Viking Engineering Pte Ltd v Feen, Bjornar and others [2019] SGHC 158 concerned an enforcement application arising from earlier minority oppression proceedings. After the High Court ordered a buy-out of Viking Engineering’s shares in Viking Inert Gas Pte Ltd, the parties agreed to appoint an independent valuer to determine the fair value of the shares. Although the court had already determined that no discount should apply to Viking Engineering’s minority holding and had ordered the buy-out, the independent valuer’s invoice was not paid. The plaintiff therefore sought an order compelling payment of the valuer’s outstanding fees.

The High Court (Valerie Thean J) held that the appropriate procedural mechanism was Order 45 r 6 of the Rules of Court, which empowers the court to fix a time for doing an act where a judgment or order requiring that act does not specify a time. The court set a 7-day timeframe for the defendant to pay the independent valuer’s invoice. In doing so, the court rejected the defendant’s argument that the plaintiff’s enforcement application was procedurally misconceived and that the valuer should instead sue on the invoice.

What Were the Facts of This Case?

Viking Engineering and Mr Bjornar Feen were joint venture partners in Viking Inert Gas Pte Ltd (“Viking Inert Gas”). In 2013, they entered into a sale and purchase agreement under which Viking Engineering, then a 51% shareholder, sold 21% of its shareholding to Mr Feen. This transaction resulted in Mr Feen holding 70% of Viking Inert Gas. In return, Mr Feen undertook to implement corporate changes, including changing the corporate name of Viking Inert Gas to Feen Marine Pte Ltd (“Feen Marine”). Mr Feen was also the sole director of multiple related companies, including Feen Marine, Scanjet Feen IGS Pte Ltd (“Scanjet Feen”), and Feen Marine Scrubbers Pte Ltd.

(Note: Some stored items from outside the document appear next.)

PR #3661, opened 2022-04-11
Check if user can be loaded before starting the workflow

darolfes:
Port to the opencast community edition.
This PR simply adds a small check before starting a workflow that ensures the workflow user can be loaded.
Seems like that the corresponding bug has already been fixed, but since this is just an additional check, there seems to be no real downside to adding this.

### DIFF
--- a/modules/workflow-service-impl/src/main/java/org/opencastproject/workflow/impl/WorkflowServiceImpl.java
+++ b/modules/workflow-service-impl/src/main/java/org/opencastproject/workflow/impl/WorkflowServiceImpl.java
@@ -585,11 +585,7 @@ public class WorkflowServiceImpl extends AbstractIndexProducer implements Workfl
 
       // Get the current user
       User currentUser = securityService.getUser();
-      if (currentUser == null)
-        throw new SecurityException("Current user is unknown");
-
-      if (userDirectoryService.loadUser(currentUser.getUsername()) == null)
-        throw new SecurityException(String.format("Current user '%s' can not be loaded", currentUser.getUsername()));
+      validUserOrThrow(currentUser);
 
       // Get the current organization
       Organization organization = securityService.getOrganization();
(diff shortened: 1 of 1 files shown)


metzenseifner (approved):
I'd approve this. The lines before it concerns me a bit. Perhaps it would be a good idea to abstract the two checks into a validation function. I'll let pass on the baton to one of the committers.

SecurityService.getUser() may fail or return a User object that is possibly unknown to the UserDirectoryService.

```
      // Get the current user
      User currentUser = securityService.getUser();
      if (currentUser == null)
        throw new SecurityException("Current user is unknown");

...
// this commit code follows
```


I imagine something along the lines of

```
User currentUser = securityService.getUser();
validOrThrow(currentUser); //throws security exception with appropriate string inside
```

gregorydlogan:
I'm not opposed to merging this, but I'm struggling to understand how the failure case here could ever happen.  Do you happen to know what the original cause of this check being added was?  How can a user, who was just fetched from the security service, not be loadable by the user directory?

metzenseifner:
I know that it is possible to delete a User account (removing from the User Service,I suppose) and restart an old workflow that was created by a now non-existant user account (it was likely an old workflow stuck in a failed state that had been restarted). I had this case in Innsbruck. I am not sure how it happens at a technical level though.

metzenseifner:
Also I'd like to know what the ticket owner means with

In April 2017, Viking Engineering commenced High Court Suit No 294 of 2017 as a minority shareholder claim for minority oppression. Viking Engineering’s case was that Mr Feen breached the sale and purchase agreement by transferring his shareholding in Viking Inert Gas to Feen Marine, and by failing to change the name of Viking Inert Gas to Feen Marine as required. Instead, Viking Engineering alleged that Mr Feen incorporated a company using the same name, and that business and corporate opportunities of Viking Inert Gas were diverted to Feen Marine and Scanjet Feen IGS. Viking Engineering also added Feen Marine Scrubbers Pte Ltd as a defendant during the proceedings, after further allegations of diversion of opportunities to that entity.

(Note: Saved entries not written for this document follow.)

PR #3670, opened 2022-04-13
Added track upload endpoint the External Events Api

Arnei:
Adds a new endpoint to the External API Events endpoints. It allows uploading a track to an event by sending the updated media package to the archive. It also allows removing all other tracks of the specified flavor. It does not start a workflow.

The motivation for this feature is to offer an external endpoint that allows uploading subtitles as tracks to an event after event creation and without access to the Admin UI. However, the endpoint is currently not restricted to subtitle files or the "captions/*" flavor, mainly because it was easier to code while also giving the endpoint additional functionality beyond its originally intended use case.

The endpoint does currently not place a restriction on which file types can be uploaded. Maybe it should?

### Your pull request should…

* [ ] have a concise title
* [ ] pass automated tests


modules/external-api/pom.xml
```diff
@@ -194,6 +203,12 @@
       <version>${project.version}</version>
       <scope>test</scope>
     </dependency>
+    <dependency>
+      <groupId>org.opencastproject</groupId>
+      <artifactId>opencast-asset-manager-api</artifactId>
+      <version>12-SNAPSHOT</version>
+      <scope>compile</scope>
+    </dependency>
```
geichelberger: The dependency is already declared at line 175.

modules/external-api/src/main/java/org/opencastproject/external/endpoint/EventsEndpoint.java
```diff
@@ -1963,4 +1977,93 @@ private Optional<Response> updateSchedulingInformation(
...
+        if (item.isFormField()) {
+          if ("flavor".equals(fieldName)) {
+            String flavorString = Streams.asString(item.openStream());
+            try {
+              newFlavor = MediaPackageElementFlavor.parseFlavor(flavorString);
+            } catch (IllegalArgumentException e) {
+              return RestUtil.R.badRequest(String.format("Could not parse flavor %s; %s", flavorString, e.getMessage()));
+            }
+          } else if ("overwriteExisting".equals(fieldName)) {
+            String hhh = Streams.asString(item.openStream());
```
geichelberger: Does hhh have a meaning?

modules/external-api/src/main/java/org/opencastproject/external/endpoint/EventsEndpoint.java
```diff
@@ -1963,4 +1977,92 @@ private Optional<Response> updateSchedulingInformation(
...
+        Track[] existing = mp.getTracks(newFlavor);
+        for (int i = 0; i < existing.length; i++) {
+          mp.remove(existing[i]);
+          logger.debug("Overwriting existing asset {} {}", tmpFlavor, newFlavor);
+        }
+      }
+      // correct the flavor of the new attachment
+      Track[] elArray = mp.getTracks(tmpFlavor);
+      elArray[0].setFlavor(newFlavor);
+      logger.debug("Updated asset {} {}", tmpFlavor, newFlavor);
```
geichelberger: It's possible to have multiple track parameters that would only correct the flavor for the first entry.

image

lkiesow:
@Arnei, is this ready for another review?

Arnei:
Yes, I hope I addressed all change requests by geichelberger sufficiently.

geichelberger:
This endpoint creates a new snapshot of the media packages, which causes troubles if there is currently a workflow running. The other event endpoints altering the media package are changing the workflow version of the media package if a workflow is running.

 e.g.
https://github.com/opencast/opencast/blob/08eab7331bcab7fca4db1f5a812071b852332ffd/modules/index-service/src/main/java/org/opencastproject/index/service/impl/IndexServiceImpl.java#L1319-L1365

lkiesow:
Adding a track to a running workflow can have very weird side effects. You also don't even know if you end up with the new track in the resulting snapshot, if the workflow even creates one. I would much prefer the API to answer with something like [409 Conflict](https://developer.mozilla.org/en-US/docs/Web/HTTP/Status/409) (This response is sent when a request conflicts with the current state of the server).

modules/external-api/src/main/java/org/opencastproject/external/endpoint/GroupsEndpoint.java
```diff
@@ -93,7 +93,7 @@
 @Path("/")
 @Produces({ ApiMediaType.JSON, ApiMediaType.VERSION_1_0_0, ApiMediaType.VERSION_1_1_0, ApiMediaType.VERSION_1_2_0,
             ApiMediaType.VERSION_1_3_0, ApiMediaType.VERSION_1_4_0, ApiMediaType.VERSION_1_5_0,
-            ApiMediaType.VERSION_1_6_0, ApiMediaType.VERSION_1_7_0 })
+            ApiMediaType.VERSION_1_6_0, ApiMediaType.VERSION_1_7_0, ApiMediaType.VERSION_1_8_0 })
```
geichelberger: I think the API version needs to be changed.

geichelberger (changes requested):

modules/external-api/src/main/java/org/opencastproject/external/endpoint/GroupsEndpoint.java
Arnei: Just to be sure, the issue here is that the API version should already be 1_8_0 and needs to be bumped to 1_9_0 everywhere, right?

geichelberger: Yes, I think so. Else it would add a feature to a released API version. @lkiesow, correct me if I am wrong.

gregorydlogan:
Is there still a plan to push forward with this?

Arnei:
It kind of fell of my radar. I'll put it back on there ^^'

modules/external-api/src/test/resources/event-track-update-mediapackage.xml
```diff
@@ -0,0 +1,3 @@
+<ns2:mediapackage xmlns:ns2="http://mediapackage.opencastproject.org" id="trackupdateevent"
+                  duration="-1">
+</ns2:mediapackage>
```
geichelberger: No newline at end of file.

modules/external-api/src/test/resources/event-track-update-mediapackage-updated.xml
```diff
@@ -0,0 +1,11 @@
...
+                  duration="-1">
+  <ns2:media>
+    <ns2:track type="addTrack/temporary" id="6b574c7b-bf85-4023-bc41-c3145fa189d6">
+      <ns2:tags />
+      <ns2:url>/av.mov
+      </ns2:url>
+      <ns2:duration>-1</ns2:duration>
+    </ns2:track>
+  </ns2:media>
+</ns2:mediapackage>
```
geichelberger: No newline at end of file.

geichelberger (changes requested):
Two files are missing a newline at the end of the file.

geichelberger (approved):
LGTM

PR #6575, opened 2025-03-27
Add asset manager endpoint to trigger event index update

lkiesow:
This patch adds a REST endpoint to allow admins to trigger index updates for single events. While this is usually not necessary (hence limiting this to admins), this can be really helpful when fixing broken events and avoids weird workarounds.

As the litigation progressed, Viking Engineering sought summary judgment and leave was granted to amend its prayers to include a buy-out of Viking Engineering’s shares by Mr Feen. The High Court granted an injunction restraining Mr Feen and his agents from using the name “Viking” in a manner that could compete with or be associated with Viking Engineering’s business. The court also ordered Mr Feen to purchase Viking Engineering’s entire shareholding in Viking Inert Gas, with an independent valuer to be appointed by agreement within 14 days of final judgment to ascertain the fair value of the shares. A key issue for valuation was whether a discount should be applied to Viking Engineering’s minority holding; the court ultimately held that no discount should be applied.

Following the court’s earlier decision, the parties jointly appointed FTI Consulting (Singapore) Pte Ltd (“FTI”) as the independent valuer on 13 June 2018. The terms of FTI’s appointment reflected that the first defendant would bear the costs of the valuation exercise. FTI’s engagement letter estimated professional fees of between $80,000 and $90,000, and set out an expected timeline of approximately six weeks for the valuation work, with an additional three weeks for production of the report. However, Mr Feen did not deliver documents within the prescribed timeframe. After reminders and warnings that delays would increase costs, FTI continued its work based on submissions received, and conducted additional investigative and research work to complete the valuation.

FTI completed its determination and informed the parties on 2 November 2018 that an invoice would follow. On 12 November 2018, FTI issued an invoice to Mr Feen’s solicitors for $181,900. FTI explained that the significant cost overrun was “almost entirely attributable” to Mr Feen’s failure to provide requested documents or his provision of documents out of time. Although the final sum was discounted relative to the total time and manpower costs, the invoice remained substantially higher than the initial estimate. Under the engagement terms, the valuation report would only be released upon payment in full of outstanding fees, disbursements, and expenses. Despite Viking Engineering’s follow-up emails and letters seeking confirmation of payment, no payment was made and FTI did not release the report.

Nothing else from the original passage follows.